» BRIEF
Check every line of the entries below for the word "should", then give only the number of lines that have it.

» DATA TO PROCESS

——

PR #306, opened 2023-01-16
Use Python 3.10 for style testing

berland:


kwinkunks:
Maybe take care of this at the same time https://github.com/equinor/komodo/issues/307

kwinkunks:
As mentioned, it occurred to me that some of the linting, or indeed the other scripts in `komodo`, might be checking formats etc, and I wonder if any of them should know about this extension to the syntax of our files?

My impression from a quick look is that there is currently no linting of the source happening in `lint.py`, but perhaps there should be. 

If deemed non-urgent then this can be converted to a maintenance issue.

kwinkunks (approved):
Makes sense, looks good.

——

» TASK ANSWER
2